Tolérance zéro. C’est la politique pénale appliquée contre les crimes environnementaux. Une politique affirmée de vive voix par Herilaza Imbiki, ministre de la Justice, hier, en marge de la cérémonie d’ouverture d’un colloque international sur la justice administrative et l’environnement, à Ivandry.

Dans son allocution d’ouverture de l’événement d’hier, à Ivandry, Baomiavotse Raharinirina, ministre de l’Environnement et du développement durable, a déploré que, «historiquement, nous avons assisté et assistons encore, au foisonnement des règles juridiques tant nationale, qu’internationale. Cependant, force est d’admettre que la multiplication des traités, l’adoption des lois et des réglementations nationales ne semblent pas, pour le moment, permettre d’avoir les effets escomptés».

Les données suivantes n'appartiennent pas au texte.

PR #9814, opened 2026-06-01
fix: crash on windows if fixed font is missing

sithlord48:
## Description

use font names on windows for the log
## AI tools used for this PR

None

## Fixed/related issues

fixed: 9765

## How has this been tested?

run on mac os


nbolton (approved):
Tested. Looks good.

PR #9816, opened 2026-06-01
Better local fingerprint preview

sithlord48:
## Description

 - Remove un needed extra layout from the fingerprint preview
 - Add `deskflow::gui::fixedFont()` to get the fixed size font where needed. 
 - Adjust width of the fingerprint preview to fix the hash nicely

 - Center the title on the fingerprint dialog
## AI tools used for this PR

None
## Fixed/related issues

Hash can be cutoff in the fingerprint preview. 
## How has this been tested?

Locally run on linux 
Someone should check this on windows also.

### DIFF
--- a/src/lib/gui/widgets/FingerprintPreview.cpp
+++ b/src/lib/gui/widgets/FingerprintPreview.cpp
@@ -70,16 +70,11 @@ QLayout *FingerprintPreview::sha256Layout(const Fingerprint &fingerprint, const 
   f.setStyleHint(QFont::Monospace);
   m_lblArt->setFont(f);
 
-  auto innersha256Layout = new QHBoxLayout();
-  innersha256Layout->setContentsMargins(0, 0, 0, 0);
-  innersha256Layout->addWidget(m_lblHash);
-  innersha256Layout->addWidget(m_lblArt);
-
   auto sha256Layout = new QVBoxLayout();
   sha256Layout->setContentsMargins(0, 0, 0, 0);
   sha256Layout->addWidget(labelTitle);
-  sha256Layout->addLayout(innersha256Layout);
-  sha256Layout->addSpacerItem(new QSpacerItem(0, 0, QSizePolicy::Preferred, QSizePolicy::Expanding));
+  sha256Layout->addWidget(m_lblHash);
+  sha256Layout->addWidget(m_lblArt);
 
   auto frameSha256 = new QFrame(this);
   frameSha256->setFrameShape(QFrame::StyledPanel);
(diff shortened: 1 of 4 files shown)


src/lib/gui/widgets/FingerprintPreview.cpp
```diff
@@ -59,27 +60,23 @@ QLayout *FingerprintPreview::sha256Layout(const Fingerprint &fingerprint, const
   m_lblHash->setAlignment(Qt::AlignVCenter | Qt::AlignHCenter);
   m_lblHash->setTextInteractionFlags(Qt::TextSelectableByMouse);
   m_lblHash->setVisible(hashMode);
+  m_lblHash->setFont(fixedFont());
+  m_lblHash->setFixedSize(
+      m_lblHash->fontMetrics().horizontalAdvance(QChar('M')) * m_lblHash->text().length() / 4,
+      m_lblHash->fontMetrics().height() * 4
+  );
```
nbolton: Sonar warning:
> implicit conversion loses integer precision: 'qsizetype' (aka 'long long') to 'int'

This would solve the warning, but it's quite chewy:
```suggestion
  m_lblHash->setFixedSize(
      static_cast<int>(m_lblHash->fontMetrics().horizontalAdvance(QChar('M')) * m_lblHash->text().length() / 4),
      m_lblHash->fontMetrics().height() * 4
  );
```

Or, rasier for other devs to read and understand:
```suggestion
  const int rows = 4;
  const auto metrics = m_lblHash->fontMetrics();
  const auto charWidth = metrics.horizontalAdvance(QChar('M'));
  const auto charsPerRow = static_cast<int>(m_lblHash->text().length()) / rows;
  m_lblHash->setFixedSize(charWidth * charsPerRow, metrics.height() * rows);
```

nbolton (commented):
Visually, appears the same. Is that expected?

Edit: Ah, yes, commit says refactor.

Image

Image

src/lib/gui/widgets/FingerprintPreview.cpp
sithlord48: I did the second one but mac os needs at least 2 px for width extra so using 

`fm->maxWidth() +2` for charWidth.

nbolton (commented):
Hmm, now it's ultra wide on server.

Image

And on the client the text is aligned to the center right somehow?

image

p.s. Copy pasted that screenshot from Windows client to Wayland server :heart_eyes:

sithlord48:
Ah layout padding is different on the comparison dialog . Should be better now. We do not need to set a fixed size for  the hash label just make the box a little wider than it thinks it should be.

nbolton (approved):
Very nice! Code looks much cleaner this way. 
Tested both dialog modes (art + hash only) on all 4 desktops and looks great.

PR #9820, opened 2026-06-03
[codex] Harden clipboard and screen transition handling

RuruBros:
## Summary
- Add physical screen layout mapping support for server transitions
- Hide and restore the Windows cursor when moving off the primary screen
- Add a development restart helper for Deskflow processes
- Harden clipboard ownership handling so stale or mismatched clipboard updates are ignored instead of asserting
- Restore Windows cursor visibility during the development restart flow

## Root Cause
Rapid screen transitions can reorder clipboard owner and clipboard data events. A delayed clipboard update from a previous owner could reach the server after ownership had already changed, which hit an ownership assertion. Entering secondary screens at the reciprocal edge could also immediately trigger a switch back at the boundary.

## Impact
The server now accepts clipboard data only from the current clipboard owner, ignores stale sequence numbers, and avoids immediate edge bounce when entering secondary screens. The restart helper also recovers Windows cursor visibility after forced termination.

## Validation
- `git diff --check HEAD~1..HEAD`
- `cmake --build build/windows-debug-vcpkg --target server`
- `tools/restart-deskflow-dev.ps1 -NoGuiBuild`
- Checked recent daemon logs for assertion, crash, and clipboard ignore patterns

## Notes
The current local build cache has `BUILD_TESTS=OFF`, so unit tests were not available in this build directory.

### DIFF
--- a/docs/user/configuration.md
+++ b/docs/user/configuration.md
@@ -384,6 +384,26 @@ This indicates that computer ''larry'' is to the right of computer ''moe'' (so m
 
 Note that links do not have to be symmetrical; for instance, here the edge between ''moe'' and ''curly'' maps to different ranges depending on if you're going up or down. In fact links don't have to be bidirectional. You can configure the right of ''moe'' to go to ''larry'' without a link from the left of ''larry'' to ''moe''. It's possible to configure a computer with no outgoing links; the cursor will get stuck on that computer unless you have a hot key configured to switch off of that computer.
 
+### physical-layout section
+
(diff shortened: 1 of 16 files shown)


thepythonguy-sm:
Feel like this all is vibecoded. Never mind, it is.

sithlord48:
Please go read the [contributing](https://github.com/deskflow/deskflow/wiki/Contributing) guide and then after you have fixed this PR you can reopen it.

PR #9833, opened 2026-06-08
refactor: replace qFatal with qCritical

nbolton:
## Description
Over-use of qFatal (terminate the program) means that debugging is harder for the end-user and most of our fatals are not legitimate reasons to crash the GUI.

## AI tools used for this PR
~~None~~ Claude Opus

## Fixed/related issues
None?

## How has this been tested?
Run GUI, happy path smoke test.

### DIFF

À entendre la ministre de l’Environnement, le cadre juridique pour lutter contre les crimes environnementaux, la tolérance zéro martelée ne seraient pas suffisamment dissuasifs. Qu’ils ne permettent pas de renforcer la protection de l’environnement. «La perpétuation, voir l’accroissement des dégradations à Madagascar, en témoigne, remettant en cause l’efficacité et l’effectivité même du droit de l’environnement et du droit au service de l’environnement », regrette Baomiavotse Raharinirina.

Concilier des impératifs

La membre du gouvernement a lancé un cri du cœur en faveur de «la mise en œuvre d’actions concrètes», dans la recherche d’un juste équilibre entre l’impératif de la croissance économique et la préservation des ressources naturelles pour les générations futures. Selon le garde des sceaux de la République, là se trouve l’importance du rôle du juge, notamment, du juge administratif. «La justice a un rôle important pour arbitrer les intérêts divergents. Le juge administratif dans son rôle de garant de la légalité a un grand rôle à jouer», soutient le ministre Imbiki.

Les discussions tournent sur une question centrale, «comment faire pour que les décisions prises par les autorités compétentes des pays répondent à l’exigence de garantir le bien-être de la population et le respect des droits environnementaux dans le court, moyen et long terme ?». L’enjeu est de concilier ces deux impératifs.